Joaquin Phoenix ate "an apple a day" to slim down for Joker, where he plays the nearly skin-and-bones Arthur Fleck. According to director Todd Phillips, Phoenix declined the help of a nutritionist and other experts to lose some 52 pounds as Phillips and co-writer Scott Silver envisioned a scrawny Arthur-slash-Joker. The weight loss ultimately proved so dramatic Phoenix's co-star Glenn Fleshler, who plays Arthur's co-worker Randall, almost didn't recognize Phoenix during a table read. As Phoenix explained at the Venice Film Festival earlier this year, such drastic weight loss "affects your psychology. You start to go mad when you lose that amount of weight in that amount of time."

"We talked a lot about, 'How skinny should Arthur be? How far do we want to go?'" Phillips says in the Joker: Vision & Fury special feature included on the film's home release. "And I kept saying to him, 'When are you gonna start losing weight? At what point do you start this?' Because it was already like June, and he hadn't started, and we started shooting in September. And he's like 180 pounds. He wasn't fat, but we're talking getting to 125 pounds."
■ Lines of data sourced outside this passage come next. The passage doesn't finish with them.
Issue #6416, opened 2026-07-06
fix(providers): Cloudflare relay Worker upload fails with invalid Content-Type despite valid token/account


SeaXen:
## Summary

Cloudflare relay deploy from **Dashboard → System → Proxy pool** fails immediately with:

`Cloudflare Worker upload failed: Content-Type must be one of: application/javascript, text/javascript, multipart/form-data`

This does **not** appear to be a Cloudflare credential/account problem.

## Environment

- **Image:** `diegosouzapw/omniroute:latest`
- **Version tested:** `v3.8.45`
- **Host:** self-hosted, `network_mode: host`, port `20128`
- **Deploy path:** UI → Proxy pool → Cloudflare relay

## Actual

Cloudflare relay deploy fails immediately with:

`Cloudflare Worker upload failed: Content-Type must be one of: application/javascript, text/javascript, multipart/form-data`

## Expected

Cloudflare relay should deploy successfully, same as a direct Worker upload through the Cloudflare API.

## External verification (rules out token/account problems)

Using the **same Cloudflare credentials outside OmniRoute**:

1. **Token verification succeeds** via Cloudflare API (`/user/tokens/verify`)
2. **Workers API access succeeds** for the target account
3. **Workers subdomain exists**
4. **Listing scripts succeeds**
5. **Direct Worker upload succeeds** with the same credentials when using:
   - `PUT /client/v4/accounts/<account_id>/workers/scripts/<name>`
   - `Authorization: Bearer <token>`
   - `Content-Type: application/javascript`
   - raw Worker JS body
6. The temporary test Worker can also be **deleted successfully** afterward

So the Cloudflare token, account, and Workers permissions are valid.

## Interpretation

This strongly suggests the OmniRoute Cloudflare relay deploy path is sending the upload request in the wrong format, for example:

- wrong `Content-Type`
- wrong request body shape
- mismatch between declared content type and actual payload
- wrong upload mode for Cloudflare Workers API

## Suggested fix area

Please compare the OmniRoute Cloudflare relay upload request against the known-working Cloudflare API shape:

- raw JS body + `Content-Type: application/javascript`
- or proper `multipart/form-data` if the route is intended to use module upload semantics

Right now Cloudflare accepts the same credentials for direct upload, but OmniRoute UI deploy fails before a Worker is created.

## Related context

[...]

PR #10941, opened 2026-08-21
fix(relay): share one private-host guard across the three relay workers

ntdat812:
⚠️ base-red inherited: #9985

> **Stacked on #10935** — that PR is the first commit here. Review/merge it first; this one rebases to nothing extra once it lands. Happy to re-cut against `release/v3.8.50` if you would rather take them independently.

## Problem

The Cloudflare, Deno Deploy and Vercel relay generators each inline their own copy of `isPrivateHostname`. The Deno and Vercel copies are **byte-identical**; the Cloudflare one differs only in formatting. One policy, three copies — so a gap has to be found and fixed three times.

It had four, measured by driving `new URL(target).hostname` exactly the way the workers do:

| target | `url.hostname` | current guard |
| --- | --- | --- |
| `::` | `[::]` | **allowed** |
| `localhost.` | `localhost.` | **allowed** |
| `::127.0.0.1` | `[::7f00:1]` | **allowed** |
| `feb0::1` | `[feb0::1]` | **allowed** |

- **`::`** is the unspecified address; `http://[::]/` reaches a service bound to the IPv6 loopback.
- **`localhost.`** — the FQDN root dot defeats the exact match *and* all three suffix rules, so `svc.internal.` was allowed too. This one is runtime-independent.
- **`::127.0.0.1`** is the deprecated IPv4-compatible form; only `::ffff:` was checked.
- **`feb0::1`** — link-local is `fe80::/10`, i.e. `fe80`–`febf`; the check matched only the literal `fe80:` spelling.

## Change

The policy moves to `src/lib/proxyRelay/privateHostname.ts` and is embedded verbatim via `Function#toString` — the mechanism `resolveRelayTarget` already uses for these same three workers — bound to a literal `const isPrivateHostname =` name so a minified standalone build cannot break the call sites (#6149). Net **−83/+6** across the three generators.

Two simplifications fall out of fixing it once:

- `::/96` collapses to a single `startsWith("::")`: unspecified, IPv6 loopback, IPv4-mapped and IPv4-compatible are all non-routable, so none is a legitimate relay target.
- Link-local becomes `/^fe[89ab]/` instead of one spelling.

**Nothing previously blocked is now allowed.** Verified still allowed: `example.com`, `api.anthropic.com`, `8.8.8.8`, `2606:4700::1111`, and `example.com.` with a root dot (the dot-stripping only affects the private checks).

## Severity — deliberately not overstated

Reaching the worker requires the `x-relay-auth` secret, and these are edge runtimes where loopback has nothing listening. This is defence-in-depth that did not hold, not a live SSRF into an operator's network. The suffix-rule bypass is the part that is real regardless of runtime.

## Verification

`tests/unit/relay-private-host-guard-gaps.test.ts` — 35 cases: the four gaps, the trailing-dot form of every suffix rule, all previously-correct verdicts, and a per-worker check that each embeds the shared binding and that the *embedded* copy still closes the gaps (evaluated through `node:vm`, not `new Function` — Hard Rule #3).

**9 fail on the branch base** — the wiring assertions for all three workers. All 35 pass with the change.

| suite | result |
| --- | --- |
| `relay-private-host-guard-gaps` | 35 pass |
| `cloudflare-relay-path-ssrf` | 9 pass |
| `deno-deploy-relay-path-ssrf` | 10 pass |
| `vercel-deploy-relay-path-ssrf` | 8 pass |
| `relay-minified-fn-6149` | 4 pass |
| `cloudflare-worker-upload-content-type-6416` | 4 pass |

`npm run typecheck:core` passes; `npx eslint` on all five changed/added files is clean.


ntdat812:
Pushed `4bab59c` — rebased onto current `release/v3.8.50`, plus a fix for two existing tests this PR broke.

## I broke two existing tests and did not catch it

Both read the guard out of the emitted worker by **source shape**, which this PR changes:

| test | how it read the guard | why it broke |
| --- | --- | --- |
| `relay-deploy-5128` (#6416) | `match(/function isPrivateHostname\(h\) \{[\s\S]*?\n\}/)` | the guard is now `const isPrivateHostname = <shared fn>` |
| `proxy-pool-cloudflare-workers-deployer` | `assert.ok(/169\.254|link-local|fe80/.test(src))` | the shared guard expresses those as an octet comparison and `/^fe[89ab]/`, and the transpiler strips the comment |

Neither is a behaviour regression — the guard blocks strictly more than before — but both were real red tests and I reported this PR as green. The cause: my verification ran a hand-picked list of five test files instead of the full `tests/unit/*relay*` glob, so `relay-deploy-5128.test.ts` was never executed. That was my error, not a flake.

## The fix

Both tests now evaluate the **embedded** guard (`node:vm`, per Hard Rule #3) and assert what it blocks, instead of matching its source text:

```ts
const binding = src.match(/const isPrivateHostname = [\s\S]*?;\s/);
vm.runInContext(`${binding[0]} globalThis.__guard = isPrivateHostname;`, context);
// then: 127.0.0.1, localhost, 0.0.0.0, 10.x, 192.168.x, 172.16.x,
//       169.254.169.254, fe80::1  → blocked;  api.example.com → allowed
```

Proven non-vacuous: deleting the `a === 169 && b === 254` rule from the shared guard **fails** the new assertion. The substring grep it replaces could not have detected that — it only ever checked that the string `169.254` appeared somewhere in the source.

## Verification

Full glob this time, `npx tsx --test` on all nine test files that reference `proxyRelay` / the three deploy routes:

```
tests/unit/*relay*.ts
tests/unit/cloudflare-worker-upload-content-type-6416.test.ts
tests/unit/proxy-pool-cloudflare-workers-deployer.test.ts
tests/unit/vercel-deploy-sso-protection-check.test.ts

# tests 153  # pass 153  # fail 0
```

`npm run typecheck:core` exit 0. `npx eslint` clean on all five changed files.

## The red checks are inherited, and here is the proof

I checked out `origin/release/v3.8.50` itself (clean tree, same `node_modules`) and ran the two failing gates:

**Unit Tests fast-path** — `check-docs-counts-sync.mjs` on base HEAD `34f65e1`:

```
✗ docs/reference/PROVIDER_REFERENCE.md — doc total 346 is stale — the live provider modules define 347
✗ docs/diagrams/readme-hero.svg — stale: "346 providers", "346 AI providers"
✗ docs/diagrams/promise-pillars.svg — stale: "346 providers"
✗ docs/diagrams/comparison-table.svg — stale: "346 providers"
✗ docs/diagrams/cli-terminal.svg — stale: "346 providers"
✗ 5 STRICT drift(s) detected.
```

Identical 5 drifts, same files, with none of this PR's changes present. `npm run gen:provider-reference` is the fix and it belongs to whoever added the 347th provider, not here.

**No new ESLint warnings** — the ratchet fails on `openapiCoverage.pct: 38.6 < baseline 39.2`. That metric is `route.ts` files under `src/app/api` matched against `docs/openapi.yaml`. This PR adds and deletes **zero** `route.ts` files (it modifies two), so neither side of the ratio can move; the drift arrived with the routes added to base since this branch's merge-base. I rebased anyway so the comparison is against the current baseline rather than a stale one.

A caution worth recording: my first attempt to establish this used `git worktree` checkouts, which have no `node_modules`. `readCodeFacts()` shells out to import TS sources, silently fell back to "could not determine code facts — skipping", and the base **looked** clean. The numbers above come from checking the base out in the main repo where the imports actually resolve.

Phillips continues, "And he goes, 'I got it, I got it.' I go, 'We can hire a guy, I've got this woman who's a nutritionist, you might want to [talk to her].' 'No no, that's not how I do it.' I go, 'How do you do it?' He goes, 'I just stop eating and I starve myself.' He just ate an apple a day for the whole summer."

For Fleshler, Phoenix's eventual physical transformation was a surprise. "When I laid eyes on him at a table read, he'd lost 50 pounds. He was like a shell of himself," he says. "He was fully immersing himself in the role."
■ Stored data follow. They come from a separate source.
Issue #10718, opened 2026-08-19
fix(providers): copilot-m365-web chat invocation silently dropped by substrate (immediate type:3 close) and no token refresh


acc0mplish:
### Problem

`copilot-m365-web` completes the SignalR handshake but the turn dies immediately after the `type:4` chat invocation: the server replies with a bare `type:3` completion carrying no content, so every request surfaces as `(empty response)`. Reproduced on a real EDU (A3/Starter) tenant with a valid access token — the WS handshake itself passes (101), so auth is not the issue.

Additionally, the browser-issued `access_token` lives ~75 minutes and there is no refresh path, so the provider needs a fresh DevTools capture after every expiry.

### Root cause (invocation)

A fresh capture of a working `m365.cloud.microsoft/chat` round-trip (2026-08, TLS-MITM of the browser WS) shows the client now sends a materially different `type:4` argument shape than `buildChatInvocation` produces:

- `conversationId` matching the WS URL query is present in `arguments[0]`
- `productThreadType: "Office"` and a populated `clientInfo` (`mcmcopilot-web` / `Office`)
- a rich `message` object (`entityAnnotationTypes`, `experienceType`, `locale`, `locationInfo`, `requestId`, `adaptiveCards`, `clientPreferences`, `attachments`)
- the invocation is immediately followed by a `type:1 target:"Metrics"` frame **in the same socket write** — an invocation without its Metrics follow-up is dropped
- no `spokenTextMode` / `extraExtensionParameters` / `isSbsSupported` / `renderReferencesBehindEOS`
- a six-entry `allowedMessageTypes` list and a 14-entry `optionsSets` list (the old 11/25-entry lists are no longer observed on the wire)

The stale shape is closed immediately; omitting the Metrics pair gets the invocation silently ignored (no update frames at all).

### Root cause (refresh)

Same capture-side investigation confirms the token endpoint accepts the first-party public client (`c0ab8ce9-…`, the `appid` the browser token already carries) for a `refresh_token` grant with the `substrate.office.com/sydney` scopes — no client secret. A device-code bootstrap against the FOCI client (`d3590ed6-…`) mints a family-portable refresh_token the web client can then redeem continuously.

### Proposed fix

1. Align `buildChatInvocation` with the recaptured shape and add the Metrics follow-up frame (sent in one write, replacing the leading keepalive ping).
[...]

Issue #9147, opened 2026-08-01
fix(providers): Overload occurs when there are too many connections/models. 


hung319:
### OmniRoute Version

3.8.49

### Installation Method

Docker / Docker Compose

### Operating System

macOS

### Description

Currently, I'm constantly encountering the "Server is unreachable. Reconnecting..." error when performing any operation. I suspect this is a database bottleneck. 

### Steps to Reproduce

1. Access the web UI. 
2. Perform an action such as opening a new page or editing data. 
3. Reload the page, and everything runs very slowly. 

### Expected Behavior

Smooth operation.

### Actual Behavior

Slowness.

### Test Impact

Needs a new unit test

### Error Logs / Output

```shell

```

hung319:
I also encountered a similar problem when calling the API: the first attempt was successful, the second resulted in a 502 error (possibly due to a timeout), and the third attempt was successful.

hung319:
Although a little late, this is a video related to the error. https://github.com/user-attachments/assets/2a9951ae-47c2-467c-b513-c73c0eb171a8

hung319:
To add more information, this problem occurred after I imported the JSON backup file.

diegosouzapw:
The fact that this started after a JSON backup import is useful, but the alternating successful request, 502, then success still does not distinguish a database stall from a process restart, resource pressure, or reverse-proxy timeout. Could you provide one timestamp-aligned sequence with OmniRoute/container/proxy logs, the exact endpoint and 502 body, restart count and CPU/memory, the backup size and approximate row counts, health/DB-health output, and your image tag/digest? A fresh-data-directory versus restored-backup A/B on the same image would be especially decisive. Please keep the backup; we should not recommend destructive DB recovery without proving corruption.

hung319:
My database is currently about 5MB and has 2000 pages, and my CPU and RAM are fine. I'm encountering this error with both the latest Docker and npm versions. The 502 error might be because Cloudflare misinterprets the timeout as a 502. 

[...]

PR #10948, opened 2026-08-21
feat(providers): tool calling for copilot-m365-web via router planning

acc0mplish:
Follow-up to #10732 (fixes the remaining gap from #10718: agentic clients that send `tools` got them silently dropped).

## Problem

`copilot-m365-web` ignores the OpenAI `tools` / `tool_choice` request fields entirely — every tool-calling agent (Claude Code, Codex, Cline, …) degrades to a plain text chat with no `tool_calls` in the response, so tool loops never start.

Related protocol issues found on the way:
- the server's SignalR `type:6` keepalives are never echoed back, so long agentic turns risk a mid-turn socket drop
- a `type:3` completion carrying `error` finishes as a silent empty `stop`, indistinguishable from a genuine empty reply
- `writeAtCursor` deltas riding on tool-progress frames (Progress / SearchResults / Code / ToolCall) leak into the answer text
- the prompt flattener kept only system + last user message, dropping multi-turn context, assistant `tool_calls`, and tool results

## Root cause (live-tested against a real EDU tenant)

Asking the substrate model to *use* a client-declared tool gets refused — it checks its own plugin registry and answers "not available in this chat environment", even when the invocation carries `plugins[]` + `customInstructions`. The strategy the model complies with is **router planning** (the same default the community M365 gateways converged on): a separate turn frames it as a tool-*selection* assistant that prints a routing decision as plain text (`CALL_TOOL: name({...})` / `NO_TOOL_NEEDED`), which never triggers the registry refusal.

## Changes

1. **`copilot-m365-connection.ts`** — `extractToolSpec` (tools/tool_choice → normalized specs), `flattenMessages` (full bracketed history; tool results compacted to 4000 chars), `buildPrompt` wraps the fenced-block `<tools>` protocol when tools are declared, `buildRouterPrompt` builds the router-planning turn (with a no-re-invoke rule when tool evidence is already in the history).
2. **`copilot-m365-frames.ts`** — `clientPlugins` (OpenAI tools → M365 `plugins[]` declarations), `parseToolRouterDecision` (`CALL_TOOL` lines + `{"calls":[…]}` envelope, validated against declared names and `tool_choice`), `parseFencedToolCalls` (in-turn fallback; declared-shell blocks normalized to `{command}`, undeclared names never pass through), `extractCompletionError` (type:3 error surfacing), `isToolProgressFrame` guard wired into `accumulateBotContent`/`extractBotText`.
3. **`copilot-m365-web.ts`** — router turn first; a decided call list returns OpenAI `tool_calls` with `finish_reason: "tool_calls"` (stream + non-stream). No-tool fallthrough runs the answer turn in a **fresh conversation** (reusing the router's `ConversationId` makes the answer a continuation of the routing dialog — the model keeps replying `NO_TOOL_NEEDED` as the answer), re-framed as an answer request. Also: SignalR `type:6` echo, type:3 error → `abort()`, and streaming content holdback once a fenced block opens so tool calls are never emitted as content.

## Tests

- New `tests/unit/copilot-m365-tool-calls.test.ts` (22 cases): extraction, flattening/compaction, prompt wrappers, plugin mapping, invocation passthrough + backward-compatible defaults, router decision parsing (multi-call, undeclared rejection, tool_choice enforcement, envelope fallback), fenced parsing, and the three frame guards.
- Updated the two `buildPrompt` pins in `m365-connection-4042.test.ts` for full-history flattening.
- All 99 m365 unit tests pass; `typecheck:core` clean.

## Live validation (real EDU tenant)

- non-stream tool call (`get_weather`) → `finish_reason: "tool_calls"`, `arguments: {"city": "San Francisco"}`
- streaming tool call (`read_file`) → `tool_calls` deltas + `finish_reason: "tool_calls"`
- tool-result follow-up turn → final natural-language answer, no duplicate re-invocation
- no-tools regression → unchanged plain answer


acc0mplish:
## QC failure triage — all red checks are base-red, not from this diff

I reproduced the failing gates on a clean `release/v3.8.50` checkout (`fdeac49`) and compared against this branch:

| Failing check | Also fails on base `fdeac49`? | Delta from this PR |
|---|---|---|
| Fast Quality Gates → `open-sse-typecheck` (`freebuff.ts` TS2559/TS2339/TS2698) | ✅ yes — identical output, `openSseTypecheckErrors=15` on both | **zero new errors** (I did not touch `freebuff.ts`) |
| Docs Gates (PROVIDER_REFERENCE 346→347, diagram SVGs) | ✅ yes — base shows the same class of STRICT drift (10 there, 5 here) | none — no provider added here |
| Unit Tests fast-path 1–4 (`#10225`, `#10503`, `#9199`, `#9147`, GlmExecutor, Qwen) | ✅ yes — same test names fail on the base run | none — **0 m365/copilot test failures**; the m365 suite is 99/99 green locally |
| No new ESLint warnings → `openapiCoverage.pct 38.6 < 39.2` | base run fails the sibling ratchet metric instead (`i18nUiCoverage 99.3 < 100`) | no endpoints/docs touched here |
| Stryker `tap.testFiles` (2 missing) | ✅ yes — base reports 13 missing | fewer than base |

This matches the base-red already tracked in #9985 (same situation as #10885, which was merged with the note about it). Everything this PR touches is green:

- `tests/unit/copilot-m365-*.test.ts` + `m365-*.test.ts`: **99/99 pass**
- `npm run typecheck:core`: clean
- `Vitest (fast-path)`, `semgrep`, `dast-smoke`, `Change Classification`, `Merge integrity`: all pass on this PR

Happy to rebase or help fix the base-red items separately if useful.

That immersion also meant engaging in lengthy conversations with Phillips about the psychology of the mentally unwell Arthur, which Phillips and Phoenix largely wanted to leave ambiguous.

"We talked a lot about who would he be, and why is he like this, and what is his thing, and where does that laugh come from, and why does he wear makeup or not, [and so on]. And we really just started reading a lot about narcissism, and ego, and things that we think that are kind of baked into our version of Joker," says Phillips, who adds this Joker is "a narcissist, but he's an egoless narcissist in our mind."

"The ego is Arthur, the ego is the thing that's trying to control this wild force that is Joker. But Joker is pure id," Phillips explains. "So we just thought, 'What happens when you go through your life wearing a mask?' Which a lot of people do, you're wearing a mask and you're pretending to be a certain way. And Arthur is very kind of controlled, but there are these glimpses of who he is underneath. And what happens when you take the mask off, which is kind of a weird flip, because actually Joker wears a mask — or makeup — but the idea is, 'What happens when you stop living that life, and live as the shadow?' Then you just make the movie and you forget all that, and you just make the film, and you hope it makes sense on some level."